18 宮廷秘藥

小狼狗追着戲弄它的手指撲騰着短腿,縱身想抓住惡劣的人奶聲奶氣的汪叫,龐得耀逗着它,差點不甚被狗撲倒臉上,抓爛他的下巴。“你悠着點,那可是狼的兒子。”叢孺回到辦公室,掃了眼把狗兩只前爪提起來的龐得耀。

“這狗品相真好,眼睛還是冰藍色的,”龐得耀像提米袋似的,掂了掂小狗,惹得狗要咬他,“那位賀先生送你狗幹什麽,你有時間養啊?”

叢孺剛下課,身上有些汗淋淋的,在飲水機前灌水,因為龐得耀的話,想到賀松彧送他狗的原因,當下臭臉,連搭理都懶得搭理龐得耀。

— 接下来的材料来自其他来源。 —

PR #238, opened 2019-05-21
Remove swift 4.0 CaseIterable implementation

f-meloni:
Since we support only from swift `4.2`, the ifdef was not needed anymore

### DIFF
--- a/CHANGELOG.md
+++ b/CHANGELOG.md
@@ -13,6 +13,7 @@
 
 ## Master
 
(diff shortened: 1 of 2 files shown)


f-meloni:
Thank you Łukasz :)
My next goal is also try Danger Swift on Moya.
I just need to finish DangerSwiftProse before that, but I'm at a good point :P

f-meloni:
merge on green

PR #610, opened 2024-06-12
Expose markdownAction in SwiftLint lint function

Nikoloutsos:
**Problem:**
When using the `SwiftLint.lint()` I do not have an option to be able to have my own customized output.

**Solution:**
Expose the markdownAction so that the developer is able to disable the default output and use his own.


f-meloni (approved):
Thanks :)

PR #614, opened 2024-07-12
Drain stdout pipe while command is running

jflan-dd:
One of the commands we called as part of a Danger plugin ended up generating more output that the `Pipe`'s buffer could hold. This resulted in Danger locking up and blocking CI.

This change moves reading from stdin to before the task has exited so that the `Pipe` does not get too full.

You can test this change will the following code:
```swift
let shell = ShellExecutor()
let result = try shell.spawn("hexdump /dev/urandom | head -c 500000", arguments: [])
```

I thought about adding a test, but if the test were to ever go wrong it would lock up CI instead of failing


jflan-dd:
@f-meloni Could you review this when you have a chance?

Sources/DangerShellExecutor/ShellExecutor.swift
```diff
@@ -61,9 +61,11 @@ public struct ShellExecutor: ShellExecuting {
         let pipe = Pipe()
         task.standardOutput = pipe
         task.launch()
-        task.waitUntilExit()
 
         let data = pipe.fileHandleForReading.readDataToEndOfFile()
+
+        task.waitUntilExit()
```
f-meloni, line 67: Would you still receive all the text output coming from the executed shell command after this change?
Given we are reading before the task ends

jflan-dd: We're calling `readDataToEndOfFile()` so we'll get the entire output of the command from the pipe before continuing to `task.waitUntilExit()`, which I assume will basically immediately complete at that point.

jflan-dd: @f-meloni does that seem correct?

f-meloni: Let's give it a chance :)

f-meloni (approved):
Would you mind please updating the Changelog before merging? Thank you

PR #616, opened 2024-08-28
Fix pattern for detecting SwiftLint in package

417-72KI:
Danger-Swift uses SwiftLint in the package when it contains, which takes too much times to fetch and build.
There is a repo which only contains plugins (https://github.com/SimplyDanny/SwiftLintPlugins), `swift run swiftlint` is fail when the package conatins it instead of SwiftLint directly.
However, current spec causes failure ( try to run `swift run swiftlint` and fail ) because 
```
.package(url: "https://github.com/SimplyDanny/SwiftLintPlugins", from: "<version>"),
```
matches to 
```
/\.package\(.*SwiftLint.*/
```

This PR fixes a regex to avoid false positive of `SwiftLintPlugins`.

This is a test case
image


f-meloni (approved):
Thank you!

PR #618, opened 2024-08-31
Update dependencies

417-72KI:


417-72KI:
Already updated in #620

PR #631, opened 2024-11-11
Merge duplicated imports in finally-generated Dangerfile

417-72KI:
Dividing files using `// fileImport:` is a very useful feature on Danger-Swift.

However, importing module in extracted file may causes an error.

### Dangerfile.swift
```swift
import Danger

let danger = Danger()

do {
  // fileImport: DangerExtensions/SomeFeature.swift
  try doSomething(danger, file: "path/to/file")
} catch {
  logger.error(error)
  danger.fail(error.localizedDescription)
}
```

### DangerExtensions/SomeFeature.swift
```swift
import Danger // - error: declaration is only valid at file scope

func doSomething(_ danger: DangerDSL, filePath: String) throws {
  // ...
}
```

This PR makes it to merge duplicated module imports and declare at the top on generated `_tmp_dangerfile.swift`.

### DIFF
--- a/DangerfileExtensions/ChangelogCheck.swift
+++ b/DangerfileExtensions/ChangelogCheck.swift
@@ -1,3 +1,5 @@
+import Danger
+
 func checkChangelog() {
     let allSourceFiles = danger.git.modifiedFiles + danger.git.createdFiles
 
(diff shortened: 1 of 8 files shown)


f-meloni (approved):
Sorry for taking so long to review this!

PR #646, opened 2025-03-16
Fix detecting `MAJOR_VERSION` in linux

417-72KI:
When `swift --version` returns like `6.0.3` installation script fails to get `MAJOR_VERSION` and modules are not copied into `LIB_INSTALL_PATH`.

### DIFF
--- a/Scripts/install.sh
+++ b/Scripts/install.sh
@@ -20,7 +20,7 @@ if [[ "$OSTYPE" == "darwin"* ]]; then
 else
     BUILD_FOLDER=".build/debug"
     swift build --disable-sandbox
-    MAJOR_VERSION=$(swift --version | awk '{for(i=1;i<=NF;i++){if($i ~ /^[0-9]+\.[0-9]+\.[0-9]?$/){print $i; break}}}' | cut -d '.' -f 1)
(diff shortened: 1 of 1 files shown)


Scripts/install.sh
```diff
@@ -20,7 +20,7 @@ if [[ "$OSTYPE" == "darwin"* ]]; then
 else
     BUILD_FOLDER=".build/debug"
     swift build --disable-sandbox
-    MAJOR_VERSION=$(swift --version | awk '{for(i=1;i<=NF;i++){if($i ~ /^[0-9]+\.[0-9]+$/){print $i; break}}}' | cut -d '.' -f 1)
+    MAJOR_VERSION=$(swift --version | awk '{for(i=1;i<=NF;i++){if($i ~ /^[0-9]+\.[0-9]+\.[0-9]?$/){print $i; break}}}' | cut -d '.' -f 1)
```
f-meloni, line 23: I'm not a regex expert, but shouldn't this be (\.[0-9]+)? To have all the group optional and support more than one digit?

417-72KI: Certainly, thank you.

417-72KI: fixed!

f-meloni (approved):

PR #647, opened 2025-04-08
Fixed issue with string force unwrap

Davarg:
There may be situation when file doesn't contain EOF symbol. So string force unwrapping will cause crash.

### DIFF
--- a/Sources/DangerShellExecutor/ShellExecutor.swift
+++ b/Sources/DangerShellExecutor/ShellExecutor.swift
@@ -77,8 +77,8 @@ public struct ShellExecutor: ShellExecuting {
 
             task.waitUntilExit()
 
-            let result = String(data: data, encoding: .utf8) ?? ""
-            return result.trimmingCharacters(in: .whitespacesAndNewlines)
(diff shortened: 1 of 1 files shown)


Sources/DangerShellExecutor/ShellExecutor.swift
```diff
@@ -77,7 +77,8 @@ public struct ShellExecutor: ShellExecuting {
 
             task.waitUntilExit()
 
-            return String(data: data, encoding: .utf8)!.trimmingCharacters(in: .whitespacesAndNewlines)
+            let result = String(data: data, encoding: .utf8) ?? ""
+            return result.trimmingCharacters(in: .whitespacesAndNewlines)
```
f-meloni, line 81: Nit

```suggestion
            let result = String(data: data, encoding: .utf8).map { $0.trimmingCharacters(in: .whitespacesAndNewlines) }  ?? ""
            return result
```

So you do the trimming only if not nil

f-meloni (approved):

Sources/DangerShellExecutor/ShellExecutor.swift
Davarg: fixed

PR #659, opened 2025-11-13
Fix enum case value for mannequin in UserType

tahirmt:
The user type returned from the GitHub API has a different case than what is expected here. 

Screenshot 2025-11-13 at 12 15 24 PM


f-meloni (approved):

tahirmt:
@f-meloni thanks for merging. Any chance of getting a version published with this change?

PR #660, opened 2026-06-04
feat: publish prebuilt universal macOS binary on release

nenadvulic:
## Problem

The existing `danger/tap/danger-swift` Homebrew formula works locally, but has two issues on CI runners:

1. **`brew tap danger/tap` requires a git clone via HTTPS** — this fails silently on environments with restricted network access (e.g. Xcode Cloud), leaving `danger-swift` unavailable with no clear error message.

2. **The formula compiles from source** (`make install`) — this takes ~10 minutes and requires Xcode as a build dependency on every clean CI runner.

## Solution

This PR adds a `release_macos_binary.yml` workflow that runs on every tag and:
1. Builds `danger-swift` for both `arm64` and `x86_64`
2. Merges them into a **universal binary** using `lipo`
3. Uploads `danger-swift-macos-universal.tar.gz` + its SHA256 to the GitHub Release

It also updates `Scripts/create_homebrew_tap.sh` to generate a formula that installs the prebuilt binary directly — removing the Xcode build dependency and reducing install time from ~10 minutes to a few seconds.

## Result

```bash
brew install danger/tap/danger-swift  # now takes ~5 seconds
```

The universal binary works natively on Apple Silicon and under Rosetta (x86_64) without needing `arch -arm64` workarounds.


.github/workflows/release_macos_binary.yml
```diff
@@ -0,0 +1,41 @@
...
+      - name: Package binary
+        run: |
+          VERSION="${GITHUB_REF_NAME}"
+          TARBALL="danger-swift-macos-universal.tar.gz"
+          tar -czf "$TARBALL" -C .build/release danger-swift
+          shasum -a 256 "$TARBALL" > "$TARBALL.sha256"
+          echo "TARBALL=$TARBALL" >> "$GITHUB_ENV"
+          echo "VERSION=$VERSION" >> "$GITHUB_ENV"
+
+      - name: Upload to GitHub Release
```
f-meloni: I think we already have a job to create a release today, should we add this to that one instead?

f-meloni (commented):
Thanks for the PR! Just a comment

.github/workflows/release_macos_binary.yml
f-meloni: This one https://github.com/danger/swift/blob/master/.github/workflows/create_release.yml

nenadvulic: @f-meloni  Good call,  i folded the macOS build into create_release.yml as a release-macos job gated on needs: build, so the binary uploads after the release is created. 

This also removes a race: both workflows triggered on the same tag and each created the release (gh release create vs action-gh-release). Standalone workflow deleted.

f-meloni (approved):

當時賀松彧一直對他的頭連看只看,叢孺雖然一頭霧水,還是心有警惕,率先皺眉,語氣不大好的問:“看什麽。”

他抱着一身灰白毛色的狗崽子,神色很厭世,狗子因為沒吃東西,也恹恹的。

賀松彧很有侵-略性的眼睛看着他的頭,尤其在他頭頂和耳朵停駐,“我覺得你跟它們很像,要是也能長有一對耳朵就好了,你一定很适合猛犬的耳。”

他前面一句話不就跟“我覺得你好像一條狗”一個道理,氣的叢孺咬牙切齒的讓他把他的褲子脫下來,立馬滾出去,午飯也不一起吃了。

龐得耀說:“你肯定沒時間養,我幫你……”叢孺喝完水,下巴上汗漬漬的,眼梢微吊,對露出垂涎表情的他道:“你可以來幫我喂狗,陪它玩,但是不能帶走。”

龐得耀:“……”怎麽他還當上狗的奶媽了,他不是這個意思啊。

叢孺知道他是想要,但是這是別人送的,他要是把賀松彧的狗送人,這想法剛剛出現,叢孺就有不好的預感,賀松彧肯定會以這事跟他沒完。

“你要想要,去狗市買一只不就行了。”看他作出委屈的表情,叢孺嘴角都抽了抽。

龐得耀端詳着手裏的狗,搖頭說:“那哪比得上賀先生送你的這只。”

叢孺從櫃子裏拿出衣服,上午的課結束了,他可以去洗個澡然後跟龐得耀到附近吃飯,同時漫不經心的回道:“那等我這只生崽了送你一只。”

龐得耀愣了下,攤開狗的腹部查看,然後萬般憐愛的道:“竟然是個‘女孩’。”

叢孺路過他要去浴室,還沒聽懂,瞥了眼在龐得耀的魔爪裏放棄掙紮,躺在他膝蓋上,狗腿抗拒的蹬在那張粗犷的臉上,冰藍色的眼珠人性化的和叢孺對上,嗷嗚一聲,都快落淚了。

工作室的老師學生對叢孺帶來的寵物表現出了極大的驚喜和喜愛,叢孺讓他們接觸時小心別被咬了,賀松彧送過來的時候說給狗打了疫苗什麽都弄好了,讓他放心養着。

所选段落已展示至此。